- [Recorded information]
────

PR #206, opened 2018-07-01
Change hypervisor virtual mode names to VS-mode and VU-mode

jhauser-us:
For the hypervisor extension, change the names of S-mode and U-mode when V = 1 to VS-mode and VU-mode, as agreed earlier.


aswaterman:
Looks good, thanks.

────

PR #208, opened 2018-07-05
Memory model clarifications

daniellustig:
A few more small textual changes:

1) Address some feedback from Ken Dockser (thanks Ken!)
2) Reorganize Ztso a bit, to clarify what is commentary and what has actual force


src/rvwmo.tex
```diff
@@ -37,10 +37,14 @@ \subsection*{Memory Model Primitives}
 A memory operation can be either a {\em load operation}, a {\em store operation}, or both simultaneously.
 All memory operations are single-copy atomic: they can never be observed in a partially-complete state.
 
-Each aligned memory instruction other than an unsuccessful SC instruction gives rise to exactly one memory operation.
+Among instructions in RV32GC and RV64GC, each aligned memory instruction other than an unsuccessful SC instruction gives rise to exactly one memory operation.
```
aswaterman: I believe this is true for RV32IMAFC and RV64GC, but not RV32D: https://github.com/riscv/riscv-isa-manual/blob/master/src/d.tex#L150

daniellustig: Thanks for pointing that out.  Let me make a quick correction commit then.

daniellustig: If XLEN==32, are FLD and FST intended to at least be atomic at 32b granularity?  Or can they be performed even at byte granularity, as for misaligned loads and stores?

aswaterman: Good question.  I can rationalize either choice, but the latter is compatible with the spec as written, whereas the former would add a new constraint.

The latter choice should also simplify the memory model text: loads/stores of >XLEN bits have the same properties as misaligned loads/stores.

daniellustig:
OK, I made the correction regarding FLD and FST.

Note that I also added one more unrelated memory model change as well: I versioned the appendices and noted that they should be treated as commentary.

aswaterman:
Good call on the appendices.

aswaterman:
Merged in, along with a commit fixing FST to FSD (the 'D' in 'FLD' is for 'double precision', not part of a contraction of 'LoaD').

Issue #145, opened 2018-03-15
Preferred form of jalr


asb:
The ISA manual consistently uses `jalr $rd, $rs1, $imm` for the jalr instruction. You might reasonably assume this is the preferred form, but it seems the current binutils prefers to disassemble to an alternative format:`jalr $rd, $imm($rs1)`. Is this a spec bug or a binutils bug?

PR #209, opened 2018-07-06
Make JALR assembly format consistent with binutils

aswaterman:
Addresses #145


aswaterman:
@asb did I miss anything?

────

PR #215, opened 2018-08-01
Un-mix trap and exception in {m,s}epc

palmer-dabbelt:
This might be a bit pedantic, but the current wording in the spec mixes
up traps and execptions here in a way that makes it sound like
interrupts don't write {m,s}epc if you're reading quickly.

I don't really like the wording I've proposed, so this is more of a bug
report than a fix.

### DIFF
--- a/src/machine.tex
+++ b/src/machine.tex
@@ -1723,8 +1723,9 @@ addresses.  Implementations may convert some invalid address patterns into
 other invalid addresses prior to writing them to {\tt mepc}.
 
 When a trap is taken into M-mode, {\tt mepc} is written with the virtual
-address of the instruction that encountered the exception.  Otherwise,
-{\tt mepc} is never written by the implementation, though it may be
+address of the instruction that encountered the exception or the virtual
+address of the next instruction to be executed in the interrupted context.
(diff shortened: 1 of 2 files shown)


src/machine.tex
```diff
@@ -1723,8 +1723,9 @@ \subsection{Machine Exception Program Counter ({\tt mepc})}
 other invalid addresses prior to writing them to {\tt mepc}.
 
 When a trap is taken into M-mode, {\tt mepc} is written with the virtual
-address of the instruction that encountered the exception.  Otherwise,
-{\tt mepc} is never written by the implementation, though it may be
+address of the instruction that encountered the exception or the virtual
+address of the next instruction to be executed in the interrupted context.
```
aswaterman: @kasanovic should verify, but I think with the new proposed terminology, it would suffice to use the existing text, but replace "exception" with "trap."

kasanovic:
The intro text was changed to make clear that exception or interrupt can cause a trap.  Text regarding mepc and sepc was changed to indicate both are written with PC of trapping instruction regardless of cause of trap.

────

- [Work instruction]
Lines from the entries that contain the string "both" must be found and copied.

- [Answer area]
 A memory operation can be either a {\em load operation}, a {\em store operation}, or both simultaneously.
The intro text was changed to make clear that exception or interrupt can cause a trap.  Text regarding mepc and sepc was changed to indicate both are written with PC of trapping instruction regardless of cause of trap.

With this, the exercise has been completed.